**Task objective:** Look through the data below and extract, unchanged, the lines from the one that contains "The newly added" to the one that contains "3. Pick up the", both included.

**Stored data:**
==*==
Issue #3602, opened 2023-10-18
bug: special workspaces don't close with `misc:close_special_on_empty` enabled


ozwaldorf:
### Hyprland Version

Hyprland, built from branch main at commit 54e1c2ccbdfa6dfade63221b5df02bf8578d96a6 dirty (fix(build): do not include wlr headers directly, use includes.hpp instead. (3587)). Tag: v0.31.0-1-g54e1c2cc  flags: (if any) debug

### Bug or Regression?

Bug

### Description

The newly added config `misc:close_special_on_empty` does not have any effect when moving the last window out of the special workspace via a dispatch keybind or moving the window with the mouse. Previously, before the config was added, either of these actions would close the special workspace.

### How to reproduce

1. Move a window into a special workspace and open the workspace. 
2. Move the window out of the workspace with a dispatch keybind.
3. Pick up the window with the mouse and release it
4. The window will be moved into the special workspace, showing that it did not close correctly.

OR

1. Move a window into a special workspace and open the workspace.
2. Pick up the window with the mouse and release it.
3. The window will move back into the special workspace, instead of it being closed and the window moving to the normal workspace behind it.

CDTay:
Still having this issue. Moving with the mouse doesn't close the special workspace despite the implication of close_special_on_empty being that if the last window is removed the special workspace will close (silent or not).

Regardless, moving with the mouse seems inherently not "silent", so it feels like it should close the special workspace when moving a window out of it.

PR #3649, opened 2023-10-24
Close special workspace after moving windows out of it

thejch:
Fix the issue that currently when you use `movetoworkspace` to move a window out of the special workspace into a regular WS, it doesn't close the special WS. This also causes weird behavior like being able to move windows in regular workspaces around when in the special WS. 
Seems to me that the correct behavior should be getting out of the special workspace and showing the regular workspace. If I wanted to stay in the current special WS, I would use `movetoworkspacesilent` instead.

No

pending review

### DIFF
--- a/src/managers/KeybindManager.cpp
+++ b/src/managers/KeybindManager.cpp
@@ -949,6 +949,12 @@ void CKeybindManager::moveActiveToWorkspace(std::string args) {
 
     POLDWS->m_pLastFocusedWindow = g_pCompositor->getFirstWindowOnWorkspace(POLDWS->m_iID);
 
+    CMonitor* pOldMonitor = g_pCompositor->getMonitorFromID(POLDWS->m_iMonitorID);
+    if (pWorkspace->m_bIsSpecialWorkspace)
+        pOldMonitor->setSpecialWorkspace(pWorkspace);
+    else if (POLDWS->m_bIsSpecialWorkspace)
+        pOldMonitor->setSpecialWorkspace(nullptr);
+
     pMonitor->changeWorkspace(pWorkspace);
 
     g_pCompositor->focusWindow(PWINDOW);
--- a/src/managers/KeybindManager.cpp
+++ b/src/managers/KeybindManager.cpp
@@ -949,11 +949,10 @@ void CKeybindManager::moveActiveToWorkspace(std::string args) {
 
     POLDWS->m_pLastFocusedWindow = g_pCompositor->getFirstWindowOnWorkspace(POLDWS->m_iID);
 
-    CMonitor* pOldMonitor = g_pCompositor->getMonitorFromID(POLDWS->m_iMonitorID);
     if (pWorkspace->m_bIsSpecialWorkspace)
-        pOldMonitor->setSpecialWorkspace(pWorkspace);
+        pMonitor->setSpecialWorkspace(pWorkspace);
     else if (POLDWS->m_bIsSpecialWorkspace)
-        pOldMonitor->setSpecialWorkspace(nullptr);
+        g_pCompositor->getMonitorFromID(POLDWS->m_iMonitorID)->setSpecialWorkspace(nullptr);
 
     pMonitor->changeWorkspace(pWorkspace);
 


TangerineGameDev:
I feel like that's not always going to be the requested behavior...

Can we at least make it a config option, if we want to merge this?

thejch:
It's up for discussion. However, I do think this is the bahavior that matches the description of the dispatchers.

vaxerski:
but this has already been fixed?

thejch:
> but this has already been fixed?

If you mean aeb8c8fc7087879c85397f39c565246bc2e193b6, that's only for when the special workspace becomes empty, so not the same thing. This is for always closing it when moving a window out. I think it makes sense because it always opens it when moving a window in. But I also realize this will make the `close_special_on_empty` option kind of useless. Not sure what's the best approach here, but in my opinion I'd like `movetoworkspace` to actually show the new workspace instead of staying in that old special workspace,

vaxerski:
> closing it when moving a window out.

The commit causes that.

>  I think it makes sense because it always opens it when moving a window in

Incorrect, if you use silent, it will not open.

thejch:
> Incorrect, if you use silent, it will not open.

Yes, that's why I didn't change the behavior of silent. But the `movetoworkspace` without silent is behaving just like silent when theres more than 1 windows in special ws. I'm testing on latest git, and if you have 2 windows in special, moving 1 out doesn't close it.
current bahavior: 
move into special: opens special
move into special silent: doesn't open special
move out of special (unless last window): doesn't close special
move out of special silent (unless last window): doesn't close special

vaxerski:
I still don't know what this is fixing. Can I get a reproducible (on head) bug that this will fix?

TangerineGameDev:
> I still don't know what this is fixing. Can I get a reproducible (on head) bug that this will fix?

They are talking about how the behaviour on special workspaces is inconsistent!

1.
When moving a window into the special workspace, it opens the workspace.
That doesn't happen when the window is moved silently into the workspace.

Here's the inconsistency!
2.
When moving the **last** window **out** of a special workspace, it doesn't close the workspace. (It theoretically SHOULD though, following the design philosophy of 1.)
Moving the last window silently out of a special workspace, should still (as it is currently working) NOT close the special workspace. (That's why it's silent)

MightyPlaza:
> 2\. When moving the **last** window **out** of a special workspace, it doesn't close the workspace. (It theoretically SHOULD though, following the design philosophy of 1.)

seems to work for me on git (https://github.com/hyprwm/Hyprland/issues/3602)

TangerineGameDev:
> > 2. When moving the **last** window **out** of a special workspace, it doesn't close the workspace. (It theoretically SHOULD though, following the design philosophy of 1.)
> 
> seems to work for me on git (#3602)

?
Using movetoworkspace doesn't work for me... Even if that variable is set... Only when closing the last window...

Wait, I'll update to the latest git and test again... (I normally keep a relatively up-to-date version of the git repo, but this is a newer commit...)

What is the problem then?

thejch:
> What is the problem then?

The problem is "move out of special" and "move out of special silent" do the same thing, and I'd like them to have different functionalities.

MightyPlaza:
> The problem is "move out of special" and "move out of special silent" do the same thing, and I'd like them to have different functionalities.

agreed, however current implementation doesn't seem ideal (different parts of code fighting for workspace control) neither does it seem to respect `misc:close_special_on_empty` (simply add an if before committed code)

thejch:
> agreed, however current implementation doesn't seem ideal (different parts of code fighting for workspace control) neither does it seem to respect `misc:close_special_on_empty` (simply add an if before committed code)

That is true. After quickly drafting the PR I realized that. Main reason is I also realized the PR needs to be discussed, so I didn't want to put in more effort before we say we actually want this.

TangerineGameDev:
> > What is the problem then?
> 
> The problem is "move out of special" and "move out of special silent" do the same thing, and I'd like them to have different functionalities.

Then do you want the opposite of what I said?
When it's silent, it exits out the special workspace?
That's weird no?

TangerineGameDev:
Oh so you want it to NOT close the special workspace when silent?
Or just in general, they should not have the same behaviour...

thejch:
> Oh so you want it to NOT close the special workspace when silent? Or just in general, they should not have the same behaviour...

silent -> don't close
not silent -> close

CDTay:
> > neither does it seem to respect `misc:close_special_on_empty` (simply add an if before committed code)

`close_special_on_empty` doesn't even respect itself in regards to moving windows out with the mouse cursor, the special workspace stays open while the window and cursor drop into the workspace behind it. An increase in consistency/specificity in variable descriptions may be in order

Dickby:
@vaxerski 
Compare it with non-special workspaces:
if you move a window from one workspace to another unsilently, the moved to workspace is shown afterwards, of course the moved from workspace is not visible anymore.
At the moment moving windows form special workspace to a non special one, if it's silent its equivalent to non special moves (the window disapears from the active special workspace.
If it's moved non-silently, the special workspace stays visible, but not focused.
I think it makes sense to hide the special workspace if a window is moved out non silently so that the moved to workspace is active after moving, that would be the same as for non special workspaces.
Btw, i didn't test this PR, just want to clarify what it is meant to do.

vaxerski:
oooh, okay. I getchu.

src/managers/KeybindManager.cpp
```diff
@@ -949,6 +949,11 @@ void CKeybindManager::moveActiveToWorkspace(std::string args) {
 
     POLDWS->m_pLastFocusedWindow = g_pCompositor->getFirstWindowOnWorkspace(POLDWS->m_iID);
 
+    if (pWorkspace->m_bIsSpecialWorkspace)
+        pMonitor->setSpecialWorkspace(pWorkspace);
+    else if (POLDWS->m_bIsSpecialWorkspace)
+        pMonitor->setSpecialWorkspace(nullptr);
```
vaxerski, line 955: has to be old ws' monitor. They can be different.

thejch:
Messed up the rebase lmao

src/managers/KeybindManager.cpp
```diff
@@ -949,6 +949,12 @@ void CKeybindManager::moveActiveToWorkspace(std::string args) {
 
     POLDWS->m_pLastFocusedWindow = g_pCompositor->getFirstWindowOnWorkspace(POLDWS->m_iID);
 
+    CMonitor* pOldMonitor = g_pCompositor->getMonitorFromID(POLDWS->m_iMonitorID);
+    if (pWorkspace->m_bIsSpecialWorkspace)
+        pOldMonitor->setSpecialWorkspace(pWorkspace);
```
vaxerski, line 954: I believe in this case this would be correct, but this should be pMonitor.

ref above, `pMonitor = g_pCompositor->getMonitorFromID(pWorkspace->m_iMonitorID);`

So pMonitor has pWorkspace

no?

thejch: Yeah indeed. Fixed.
==*==
**Output for this task:**
The newly added config `misc:close_special_on_empty` does not have any effect when moving the last window out of the special workspace via a dispatch keybind or moving the window with the mouse. Previously, before the config was added, either of these actions would close the special workspace.

### How to reproduce

1. Move a window into a special workspace and open the workspace. 
2. Move the window out of the workspace with a dispatch keybind.
3. Pick up the window with the mouse and release it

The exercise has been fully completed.